## Instructions to follow
Please give the listing again, word for word, with nothing left out.

## Data shown
PR #785, opened 2017-01-11
wrap both path and index

jean-philippe-martin:
### Description

Extend optional wrapping to the index.

### Checklist

- [X] Code compiles correctly
- [X] All tests passing

### DIFF
--- a/src/main/java/htsjdk/samtools/SamReaderFactory.java
+++ b/src/main/java/htsjdk/samtools/SamReaderFactory.java
@@ -82,9 +82,15 @@ public abstract class SamReaderFactory {
     abstract public SamReader open(final File file);
 
     public SamReader open(final Path path) {
-        final SamInputResource r = SamInputResource.of(path, getPathWrapper());
+        return open(path, getPathWrapper(), Function.identity());
+    }
+
+    public SamReader open(final Path path,
+            Function<SeekableByteChannel, SeekableByteChannel> pathWrapper,
+            Function<SeekableByteChannel, SeekableByteChannel> indexWrapper) {
+        final SamInputResource r = SamInputResource.of(path, pathWrapper);
         final Path indexMaybe = SamFiles.findIndex(path);
-        if (indexMaybe != null) r.index(indexMaybe);
+        if (indexMaybe != null) r.index(indexMaybe, indexWrapper);
         return open(r);
     }
 
--- a/src/main/java/htsjdk/samtools/SamReaderFactory.java
+++ b/src/main/java/htsjdk/samtools/SamReaderFactory.java
@@ -81,14 +81,26 @@ public abstract class SamReaderFactory {
 
     abstract public SamReader open(final File file);
 
+    /**
+     * Open the specified path (without using any wrappers).
+     *
+     * @param path the SAM or BAM file to open.
+     */
     public SamReader open(final Path path) {
-        return open(path, getPathWrapper(), Function.identity());
+        return open(path, null, null);
     }
 
+    /**
+     * Open the specified path, using the specified wrappers for prefetching/caching.
+     *
+     * @param path the SAM or BAM file to open
+     * @param dataWrapper the wrapper for the data (or null for none)
+     * @param indexWrapper the wrapper for the index (or null for none)
+     */
     public SamReader open(final Path path,
-            Function<SeekableByteChannel, SeekableByteChannel> pathWrapper,
+            Function<SeekableByteChannel, SeekableByteChannel> dataWrapper,
             Function<SeekableByteChannel, SeekableByteChannel> indexWrapper) {
-        final SamInputResource r = SamInputResource.of(path, pathWrapper);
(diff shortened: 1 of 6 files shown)


src/main/java/htsjdk/samtools/SamReaderFactory.java
```diff
@@ -82,9 +82,15 @@
     abstract public SamReader open(final File file);
 
     public SamReader open(final Path path) {
-        final SamInputResource r = SamInputResource.of(path, getPathWrapper());
+        return open(path, getPathWrapper(), Function.identity());
```
droazen: It seems like we should use the wrapper returned by `getPathWrapper()` as the default for both the bam and its index, instead of just the bam?

src/main/java/htsjdk/samtools/SamReaderFactory.java
```diff
@@ -82,9 +82,15 @@
...
+    }
+
+    public SamReader open(final Path path,
+            Function<SeekableByteChannel, SeekableByteChannel> pathWrapper,
+            Function<SeekableByteChannel, SeekableByteChannel> indexWrapper) {
```
droazen: Is there a use case for having different wrappers for the bam vs. the index? If not, should we just have a single wrapper argument to this constructor that is applied to both (assuming it's not problematic to share wrapper)?

src/main/java/htsjdk/samtools/SamReaderFactory.java
```diff
@@ -82,9 +82,15 @@
     abstract public SamReader open(final File file);
 
     public SamReader open(final Path path) {
-        final SamInputResource r = SamInputResource.of(path, getPathWrapper());
+        return open(path, getPathWrapper(), Function.identity());
+    }
+
+    public SamReader open(final Path path,
```
droazen: Add javadoc for both overloads of `open()` touched in this PR.

src/main/java/htsjdk/samtools/SamReaderFactory.java
```diff
@@ -82,9 +82,15 @@
...
+            Function<SeekableByteChannel, SeekableByteChannel> pathWrapper,
+            Function<SeekableByteChannel, SeekableByteChannel> indexWrapper) {
+        final SamInputResource r = SamInputResource.of(path, pathWrapper);
         final Path indexMaybe = SamFiles.findIndex(path);
-        if (indexMaybe != null) r.index(indexMaybe);
+        if (indexMaybe != null) r.index(indexMaybe, indexWrapper);
         return open(r);
     }
```
droazen: Is it possible to add a simple unit test for this method that verifies that the provided wrapper is applied (perhaps using a dummy wrapper of some kind)?

src/main/java/htsjdk/samtools/SamReaderFactory.java
jean-philippe-martin: Actually since we've now moved to passing the wrappers explicitly to open, I suggest we remove setPathWrapper. The open call without wrappers will not apply any wrapper, behaving like the other methods that take optional wrapper arguments.

src/main/java/htsjdk/samtools/SamReaderFactory.java
jean-philippe-martin: done

src/main/java/htsjdk/samtools/SamReaderFactory.java
jean-philippe-martin: It's not problematic to share wrappers (they have no state). Those files are accessed differently, so it would be a great coincidence if the best caching&prefetching for one were also the best for the other.

src/main/java/htsjdk/samtools/SamReaderFactory.java
jean-philippe-martin: One way would be to copy the xor wrapper from GATK and check that we can read an XOR'd index.

jean-philippe-martin: Actually that wouldn't work because the factory only uses the wrappers for things that are not files. Instead I'm doing something simpler and directly calling "asUnbufferedSeekableStream" and checking that the wrapper was accessed.

jean-philippe-martin:
@droazen the code is ready! (Mysteriously, github isn't letting me assign the bug back to you. Perhaps something needs to be done to grant me bug-assigner permissions?)

src/test/java/htsjdk/samtools/PathInputResourceTest.java
```diff
@@ -0,0 +1,46 @@
+package htsjdk.samtools;
+
+import java.nio.channels.SeekableByteChannel;
+import java.nio.file.Path;
+import java.nio.file.Paths;
+import java.util.HashMap;
+import java.util.function.Function;
+import junit.framework.Assert;
```
droazen: Should be `org.testng.Assert`

droazen:
@jean-philippe-martin Looks good, just one import in the tests needs fixing, then I'll hit merge!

## Exercise output
PR #785, opened 2017-01-11
wrap both path and index

jean-philippe-martin:
### Description

Extend optional wrapping to the index.

### Checklist

- [X] Code compiles correctly
- [X] All tests passing

### DIFF
--- a/src/main/java/htsjdk/samtools/SamReaderFactory.java
+++ b/src/main/java/htsjdk/samtools/SamReaderFactory.java
@@ -82,9 +82,15 @@ public abstract class SamReaderFactory {
     abstract public SamReader open(final File file);
 
     public SamReader open(final Path path) {
-        final SamInputResource r = SamInputResource.of(path, getPathWrapper());
+        return open(path, getPathWrapper(), Function.identity());
+    }
+
+    public SamReader open(final Path path,
+            Function<SeekableByteChannel, SeekableByteChannel> pathWrapper,
+            Function<SeekableByteChannel, SeekableByteChannel> indexWrapper) {
+        final SamInputResource r = SamInputResource.of(path, pathWrapper);
         final Path indexMaybe = SamFiles.findIndex(path);
-        if (indexMaybe != null) r.index(indexMaybe);
+        if (indexMaybe != null) r.index(indexMaybe, indexWrapper);
         return open(r);
     }
 
--- a/src/main/java/htsjdk/samtools/SamReaderFactory.java
+++ b/src/main/java/htsjdk/samtools/SamReaderFactory.java
@@ -81,14 +81,26 @@ public abstract class SamReaderFactory {
 
     abstract public SamReader open(final File file);
 
+    /**
+     * Open the specified path (without using any wrappers).
+     *
+     * @param path the SAM or BAM file to open.
+     */
     public SamReader open(final Path path) {
-        return open(path, getPathWrapper(), Function.identity());
+        return open(path, null, null);
     }
 
+    /**
+     * Open the specified path, using the specified wrappers for prefetching/caching.
+     *
+     * @param path the SAM or BAM file to open
+     * @param dataWrapper the wrapper for the data (or null for none)
+     * @param indexWrapper the wrapper for the index (or null for none)
+     */
     public SamReader open(final Path path,
-            Function<SeekableByteChannel, SeekableByteChannel> pathWrapper,
+            Function<SeekableByteChannel, SeekableByteChannel> dataWrapper,
             Function<SeekableByteChannel, SeekableByteChannel> indexWrapper) {
-        final SamInputResource r = SamInputResource.of(path, pathWrapper);
(diff shortened: 1 of 6 files shown)


src/main/java/htsjdk/samtools/SamReaderFactory.java
```diff
@@ -82,9 +82,15 @@
     abstract public SamReader open(final File file);
 
     public SamReader open(final Path path) {
-        final SamInputResource r = SamInputResource.of(path, getPathWrapper());
+        return open(path, getPathWrapper(), Function.identity());
```
droazen: It seems like we should use the wrapper returned by `getPathWrapper()` as the default for both the bam and its index, instead of just the bam?

src/main/java/htsjdk/samtools/SamReaderFactory.java
```diff
@@ -82,9 +82,15 @@
...
+    }
+
+    public SamReader open(final Path path,
+            Function<SeekableByteChannel, SeekableByteChannel> pathWrapper,
+            Function<SeekableByteChannel, SeekableByteChannel> indexWrapper) {
```
droazen: Is there a use case for having different wrappers for the bam vs. the index? If not, should we just have a single wrapper argument to this constructor that is applied to both (assuming it's not problematic to share wrapper)?

src/main/java/htsjdk/samtools/SamReaderFactory.java
```diff
@@ -82,9 +82,15 @@
     abstract public SamReader open(final File file);
 
     public SamReader open(final Path path) {
-        final SamInputResource r = SamInputResource.of(path, getPathWrapper());
+        return open(path, getPathWrapper(), Function.identity());
+    }
+
+    public SamReader open(final Path path,
```
droazen: Add javadoc for both overloads of `open()` touched in this PR.

src/main/java/htsjdk/samtools/SamReaderFactory.java
```diff
@@ -82,9 +82,15 @@
...
+            Function<SeekableByteChannel, SeekableByteChannel> pathWrapper,
+            Function<SeekableByteChannel, SeekableByteChannel> indexWrapper) {
+        final SamInputResource r = SamInputResource.of(path, pathWrapper);
         final Path indexMaybe = SamFiles.findIndex(path);
-        if (indexMaybe != null) r.index(indexMaybe);
+        if (indexMaybe != null) r.index(indexMaybe, indexWrapper);
         return open(r);
     }
```
droazen: Is it possible to add a simple unit test for this method that verifies that the provided wrapper is applied (perhaps using a dummy wrapper of some kind)?

src/main/java/htsjdk/samtools/SamReaderFactory.java
jean-philippe-martin: Actually since we've now moved to passing the wrappers explicitly to open, I suggest we remove setPathWrapper. The open call without wrappers will not apply any wrapper, behaving like the other methods that take optional wrapper arguments.

src/main/java/htsjdk/samtools/SamReaderFactory.java
jean-philippe-martin: done

src/main/java/htsjdk/samtools/SamReaderFactory.java
jean-philippe-martin: It's not problematic to share wrappers (they have no state). Those files are accessed differently, so it would be a great coincidence if the best caching&prefetching for one were also the best for the other.

src/main/java/htsjdk/samtools/SamReaderFactory.java
jean-philippe-martin: One way would be to copy the xor wrapper from GATK and check that we can read an XOR'd index.

jean-philippe-martin: Actually that wouldn't work because the factory only uses the wrappers for things that are not files. Instead I'm doing something simpler and directly calling "asUnbufferedSeekableStream" and checking that the wrapper was accessed.

jean-philippe-martin:
@droazen the code is ready! (Mysteriously, github isn't letting me assign the bug back to you. Perhaps something needs to be done to grant me bug-assigner permissions?)

src/test/java/htsjdk/samtools/PathInputResourceTest.java
```diff
@@ -0,0 +1,46 @@
+package htsjdk.samtools;
+
+import java.nio.channels.SeekableByteChannel;
+import java.nio.file.Path;
+import java.nio.file.Paths;
+import java.util.HashMap;
+import java.util.function.Function;
+import junit.framework.Assert;
```
droazen: Should be `org.testng.Assert`

droazen:
@jean-philippe-martin Looks good, just one import in the tests needs fixing, then I'll hit merge!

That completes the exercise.